His reputation as a scholar was not confined to his own country. He was highly admired in foreign universities as well. Religiously he was decidedly a Calvinist in his theological views and a non conformist as to matters of ceremony and discipline.
It is no wonder that a man of such formidable knowledge and talents would be asked to join the team translating the new Bible. Wood remarked that "he had a considerable hand in the effort".
Thomas Holland was assigned to the First Oxford Company with colleagues, John Rainolds, John Harding, Richard Kilbye, Miles Smith, Richard Brett, Richard Fairclough and William Thorne. Every one of these men was a superb scholar. Their task, the translation of the prophets, Isaiah through Malachi, must have seemed challenging, even to such a qualified group. Isaiah, often simply called the Prophet, contributed so richly to establishing the messianic tradition valued by Christians and Jews. Jesus quoted Isaiah at the beginning of his ministry as prophetically foreshadowing his mission.
Thomas Holland and his fellow Translators were able to capture not only the message of the prophets, but the beauty and power of the prophetic language.
As one "taking a considerable hand" in the translation, Thomas Holland helped fashion the words that speak so powerfully even to generations centuries removed.

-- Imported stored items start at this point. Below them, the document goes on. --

PR #1221, opened 2024-05-04
Make action IDs relative to pawn position

### LINKED ISSUE #1158: Quoridor Movement Action IDs keep changing
So, I'm playing quoridor, and I was trying to figure out which action IDs corresponded to moving the agent. Therefore, after I placed all the walls, I went to look at the legal actions thinking these should be the movement action IDs. 

However, I noticed that these IDs keep changing based on where I am on the board/the wall configuration nearby me. That seems really weird as I would expect `up` to always be the same action id each time. 

For example, here are the available actions at this board state: 

image

Meanwhile if I then move up (found with trial and error), I have a whole new set of actions to choose from that don't seem in any way related to the previous movement actions. 

image

I don't see how an agent could ever learn to play this game if their movement IDs are not fixed. Is there some scheme I'm just missing?

tacertain:
The original implementation of Quoridor mapped action IDs to absolute board positions.
This meant that moving north had a different ID for every pawn position. This commit
adds the option to make the action IDs be consistent for the same move relative to
pawn position.

This commit fixes #1158.

### DIFF
--- a/open_spiel/games/quoridor/quoridor.cc
+++ b/open_spiel/games/quoridor/quoridor.cc
@@ -52,6 +52,7 @@ const GameType kGameType{
          GameParameter(GameParameter::Type::kInt, /*is_mandatory=*/false)},
         {"ansi_color_output", GameParameter(false)},
         {"players", GameParameter(kMinNumPlayers, false)},
+        {"relative_moves", GameParameter(GameParameter::Type::kBool, false)},
     }};
 
 std::shared_ptr<const Game> Factory(const GameParameters& params) {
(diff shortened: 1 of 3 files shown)


tacertain:
I still need to add some tests with the relative_moves flag set to true, but opening the PR now to get feedback on the method. I have tested it by hand running interactive games.

tacertain:
Also, thoughts on making the default relative? I'm generally against breaking changes, and as pointed out in issue #1158, there may be already-trained models that expect absolute action IDs.

tacertain:
I realized that there's no reason not to have the action IDs for absolute and relative be the same, so I'll update that.

tacertain:
I'm ready to submit the rest of the PR, but want to get advice on what the default should be.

At the turn of the century in 1600, Thomas Holland found himself drawn into a controversy that was not of his own making. His father-in-law Brian Gunter of North Moreton, brought legal actions against the Gregory family of his own village, claiming they had bewitched his daughter, Anne Gunter, (Susan Holland's sister) as retaliation for Brian Gunter's self defense killing of two of the Gregory sons. Anne Gunter was described as suffering from a multitude of bizarre symptoms that her father urged could only be explained as a form of demonic possession. By 1609 the case had moved to the Star Chamber in London where even King James took a great interest in it. During the Star Chamber proceeding Thomas Holland was summoned to give testimony as was his fellow Translator, John Harding. Harding testified that he doubted the claim that the supposedly bewitched Anne could read with her eyes closed, as she had failed to do so in his presence when the room was darkened. Ultimately it came to light that Brian Gunter had coerced his daughter's testimony and had staged her symptoms. The case was thrown out, Brian Gunter punished, and the prosecution of cases involving alleged witchcraft largely died out in England.